*Entries provided*.
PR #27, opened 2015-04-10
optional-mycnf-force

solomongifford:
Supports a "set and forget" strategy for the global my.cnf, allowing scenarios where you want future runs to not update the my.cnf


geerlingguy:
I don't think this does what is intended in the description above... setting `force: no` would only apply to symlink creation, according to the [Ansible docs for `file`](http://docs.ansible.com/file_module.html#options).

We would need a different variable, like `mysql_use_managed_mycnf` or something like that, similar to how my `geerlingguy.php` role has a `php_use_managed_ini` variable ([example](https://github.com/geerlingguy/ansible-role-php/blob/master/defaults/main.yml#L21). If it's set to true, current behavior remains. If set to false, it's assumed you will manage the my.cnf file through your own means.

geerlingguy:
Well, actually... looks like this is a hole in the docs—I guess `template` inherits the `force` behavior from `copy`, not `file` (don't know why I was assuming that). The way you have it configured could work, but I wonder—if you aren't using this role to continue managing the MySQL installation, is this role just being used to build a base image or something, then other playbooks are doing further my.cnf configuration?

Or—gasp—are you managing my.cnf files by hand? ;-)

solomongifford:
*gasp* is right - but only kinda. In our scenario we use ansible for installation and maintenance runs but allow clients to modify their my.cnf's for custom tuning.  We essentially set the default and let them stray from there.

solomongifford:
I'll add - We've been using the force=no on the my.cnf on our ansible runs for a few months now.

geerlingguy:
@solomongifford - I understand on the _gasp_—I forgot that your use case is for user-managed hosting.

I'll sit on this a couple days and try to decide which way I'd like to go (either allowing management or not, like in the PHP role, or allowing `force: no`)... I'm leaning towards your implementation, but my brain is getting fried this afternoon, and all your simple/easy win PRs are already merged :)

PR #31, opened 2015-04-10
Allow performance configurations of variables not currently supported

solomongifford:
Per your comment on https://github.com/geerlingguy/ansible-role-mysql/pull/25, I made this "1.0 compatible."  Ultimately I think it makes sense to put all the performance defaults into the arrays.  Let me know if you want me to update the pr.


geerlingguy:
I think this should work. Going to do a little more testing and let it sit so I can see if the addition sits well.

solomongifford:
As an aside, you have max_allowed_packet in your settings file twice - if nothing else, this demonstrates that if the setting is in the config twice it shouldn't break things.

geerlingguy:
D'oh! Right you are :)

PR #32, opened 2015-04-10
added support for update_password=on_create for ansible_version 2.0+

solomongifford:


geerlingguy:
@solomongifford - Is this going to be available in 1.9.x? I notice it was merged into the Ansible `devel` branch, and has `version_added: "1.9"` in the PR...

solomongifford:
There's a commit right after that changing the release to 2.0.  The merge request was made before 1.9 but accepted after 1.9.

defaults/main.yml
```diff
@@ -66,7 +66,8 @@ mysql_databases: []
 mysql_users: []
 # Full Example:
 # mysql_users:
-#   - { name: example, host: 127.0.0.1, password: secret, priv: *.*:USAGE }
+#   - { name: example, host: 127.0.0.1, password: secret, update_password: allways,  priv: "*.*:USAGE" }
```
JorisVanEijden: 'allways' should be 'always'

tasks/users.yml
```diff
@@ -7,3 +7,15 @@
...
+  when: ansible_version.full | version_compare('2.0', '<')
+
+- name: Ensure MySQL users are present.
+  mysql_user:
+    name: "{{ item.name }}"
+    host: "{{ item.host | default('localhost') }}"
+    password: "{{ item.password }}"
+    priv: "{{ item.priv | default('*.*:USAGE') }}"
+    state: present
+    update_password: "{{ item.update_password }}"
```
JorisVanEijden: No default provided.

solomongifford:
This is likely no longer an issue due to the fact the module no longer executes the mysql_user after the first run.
...
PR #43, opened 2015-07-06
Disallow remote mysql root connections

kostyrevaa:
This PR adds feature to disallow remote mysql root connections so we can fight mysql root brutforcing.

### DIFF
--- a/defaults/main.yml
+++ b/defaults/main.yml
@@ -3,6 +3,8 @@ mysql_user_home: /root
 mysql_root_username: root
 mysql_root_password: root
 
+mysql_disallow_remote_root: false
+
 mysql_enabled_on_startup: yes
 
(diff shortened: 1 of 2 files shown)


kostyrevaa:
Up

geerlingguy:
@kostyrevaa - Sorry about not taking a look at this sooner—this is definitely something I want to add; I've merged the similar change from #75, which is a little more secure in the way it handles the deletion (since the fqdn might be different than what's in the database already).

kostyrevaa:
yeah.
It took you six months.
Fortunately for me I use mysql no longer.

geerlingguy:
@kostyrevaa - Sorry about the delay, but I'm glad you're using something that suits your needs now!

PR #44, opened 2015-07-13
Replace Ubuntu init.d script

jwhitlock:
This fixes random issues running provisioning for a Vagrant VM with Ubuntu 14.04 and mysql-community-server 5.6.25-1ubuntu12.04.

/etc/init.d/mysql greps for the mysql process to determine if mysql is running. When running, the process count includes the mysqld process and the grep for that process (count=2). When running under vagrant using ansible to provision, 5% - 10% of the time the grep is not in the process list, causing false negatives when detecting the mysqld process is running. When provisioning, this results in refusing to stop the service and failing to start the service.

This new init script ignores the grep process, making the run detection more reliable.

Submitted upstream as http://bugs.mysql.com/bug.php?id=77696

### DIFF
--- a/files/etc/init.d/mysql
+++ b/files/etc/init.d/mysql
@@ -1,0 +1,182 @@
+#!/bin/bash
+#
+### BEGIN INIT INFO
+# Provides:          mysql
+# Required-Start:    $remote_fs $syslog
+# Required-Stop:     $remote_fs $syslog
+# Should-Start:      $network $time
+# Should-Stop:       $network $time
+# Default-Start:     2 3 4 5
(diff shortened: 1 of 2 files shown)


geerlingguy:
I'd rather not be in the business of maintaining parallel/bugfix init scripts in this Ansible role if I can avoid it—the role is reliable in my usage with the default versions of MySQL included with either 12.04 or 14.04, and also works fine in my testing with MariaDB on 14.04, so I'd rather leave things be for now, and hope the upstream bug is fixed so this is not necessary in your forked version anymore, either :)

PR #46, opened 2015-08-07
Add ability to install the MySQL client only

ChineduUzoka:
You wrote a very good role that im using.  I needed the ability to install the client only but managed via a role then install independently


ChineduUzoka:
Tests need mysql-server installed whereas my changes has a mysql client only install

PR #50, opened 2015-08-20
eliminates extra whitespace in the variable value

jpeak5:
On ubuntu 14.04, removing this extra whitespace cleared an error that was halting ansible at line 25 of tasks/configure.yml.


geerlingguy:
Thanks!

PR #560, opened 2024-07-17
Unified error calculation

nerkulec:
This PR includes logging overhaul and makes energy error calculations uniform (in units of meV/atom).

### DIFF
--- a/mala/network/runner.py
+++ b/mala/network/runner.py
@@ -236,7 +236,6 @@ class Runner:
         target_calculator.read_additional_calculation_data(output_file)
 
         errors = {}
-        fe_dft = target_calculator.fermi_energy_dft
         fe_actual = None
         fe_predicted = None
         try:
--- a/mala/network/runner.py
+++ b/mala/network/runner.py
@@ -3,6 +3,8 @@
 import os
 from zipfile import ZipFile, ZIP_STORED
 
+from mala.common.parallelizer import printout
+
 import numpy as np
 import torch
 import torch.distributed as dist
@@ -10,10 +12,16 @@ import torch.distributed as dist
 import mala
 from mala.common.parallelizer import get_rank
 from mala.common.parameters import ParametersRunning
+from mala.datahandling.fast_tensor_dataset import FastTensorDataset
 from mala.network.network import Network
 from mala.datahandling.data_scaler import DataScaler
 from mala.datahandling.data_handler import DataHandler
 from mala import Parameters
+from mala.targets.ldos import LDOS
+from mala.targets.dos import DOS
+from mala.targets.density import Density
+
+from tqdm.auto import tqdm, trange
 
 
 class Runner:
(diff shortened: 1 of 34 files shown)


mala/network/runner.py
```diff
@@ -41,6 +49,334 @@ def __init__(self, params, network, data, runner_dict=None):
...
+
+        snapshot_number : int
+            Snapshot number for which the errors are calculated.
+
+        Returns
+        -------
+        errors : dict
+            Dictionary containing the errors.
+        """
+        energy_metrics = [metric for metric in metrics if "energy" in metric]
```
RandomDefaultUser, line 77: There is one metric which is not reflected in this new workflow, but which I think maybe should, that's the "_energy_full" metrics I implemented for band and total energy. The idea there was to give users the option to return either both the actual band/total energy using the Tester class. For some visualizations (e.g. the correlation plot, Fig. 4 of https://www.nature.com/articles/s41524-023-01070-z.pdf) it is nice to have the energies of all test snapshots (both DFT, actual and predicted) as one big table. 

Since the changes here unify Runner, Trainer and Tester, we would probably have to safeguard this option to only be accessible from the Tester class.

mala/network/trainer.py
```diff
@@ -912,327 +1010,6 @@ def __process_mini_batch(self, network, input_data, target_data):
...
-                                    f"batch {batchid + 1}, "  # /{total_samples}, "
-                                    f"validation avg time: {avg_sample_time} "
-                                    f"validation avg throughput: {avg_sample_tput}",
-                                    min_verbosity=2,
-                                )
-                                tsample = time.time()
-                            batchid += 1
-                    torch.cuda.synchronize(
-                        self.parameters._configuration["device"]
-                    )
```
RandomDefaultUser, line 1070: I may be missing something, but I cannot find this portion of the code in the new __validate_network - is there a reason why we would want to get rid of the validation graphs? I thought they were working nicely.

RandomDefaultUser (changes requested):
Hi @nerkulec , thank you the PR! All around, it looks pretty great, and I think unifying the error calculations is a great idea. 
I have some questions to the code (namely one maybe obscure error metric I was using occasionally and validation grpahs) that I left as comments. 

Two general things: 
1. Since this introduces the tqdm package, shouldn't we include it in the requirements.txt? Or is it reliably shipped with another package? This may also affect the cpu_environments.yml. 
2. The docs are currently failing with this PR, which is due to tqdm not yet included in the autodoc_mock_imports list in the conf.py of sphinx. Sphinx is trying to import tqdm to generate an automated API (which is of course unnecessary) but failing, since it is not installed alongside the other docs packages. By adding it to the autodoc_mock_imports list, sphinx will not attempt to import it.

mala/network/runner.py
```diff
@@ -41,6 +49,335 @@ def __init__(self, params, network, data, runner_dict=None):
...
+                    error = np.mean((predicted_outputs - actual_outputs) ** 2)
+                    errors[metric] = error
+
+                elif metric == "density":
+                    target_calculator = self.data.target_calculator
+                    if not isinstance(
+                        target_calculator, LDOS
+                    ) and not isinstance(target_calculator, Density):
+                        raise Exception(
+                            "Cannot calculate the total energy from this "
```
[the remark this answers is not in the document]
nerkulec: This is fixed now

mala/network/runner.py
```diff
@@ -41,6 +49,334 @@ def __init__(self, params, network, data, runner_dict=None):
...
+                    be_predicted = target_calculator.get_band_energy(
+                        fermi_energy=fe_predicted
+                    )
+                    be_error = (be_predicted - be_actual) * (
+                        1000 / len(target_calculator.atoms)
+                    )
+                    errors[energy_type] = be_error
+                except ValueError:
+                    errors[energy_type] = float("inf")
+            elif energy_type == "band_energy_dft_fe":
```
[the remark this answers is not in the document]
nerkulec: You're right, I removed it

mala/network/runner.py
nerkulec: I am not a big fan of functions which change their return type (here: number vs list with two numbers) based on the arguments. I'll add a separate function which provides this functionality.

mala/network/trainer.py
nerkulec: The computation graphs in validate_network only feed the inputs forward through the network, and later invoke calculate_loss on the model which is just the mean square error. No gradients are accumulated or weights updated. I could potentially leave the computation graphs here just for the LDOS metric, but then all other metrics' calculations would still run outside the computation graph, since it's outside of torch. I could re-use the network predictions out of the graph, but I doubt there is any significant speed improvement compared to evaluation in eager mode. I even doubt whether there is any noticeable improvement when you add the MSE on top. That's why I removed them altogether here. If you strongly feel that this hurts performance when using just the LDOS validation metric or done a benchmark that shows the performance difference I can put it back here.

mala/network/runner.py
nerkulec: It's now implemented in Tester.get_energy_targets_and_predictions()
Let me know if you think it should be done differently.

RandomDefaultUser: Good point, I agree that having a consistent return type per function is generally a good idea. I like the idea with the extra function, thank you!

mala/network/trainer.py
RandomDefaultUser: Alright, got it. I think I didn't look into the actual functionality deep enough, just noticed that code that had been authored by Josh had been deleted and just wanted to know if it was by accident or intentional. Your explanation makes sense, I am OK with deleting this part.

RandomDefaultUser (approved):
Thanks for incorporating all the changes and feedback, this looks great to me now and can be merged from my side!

*What the task asks*. Take every line of the material that contains the word "parallelizer", and copy it.

*Result*.
+from mala.common.parallelizer import printout
 from mala.common.parallelizer import get_rank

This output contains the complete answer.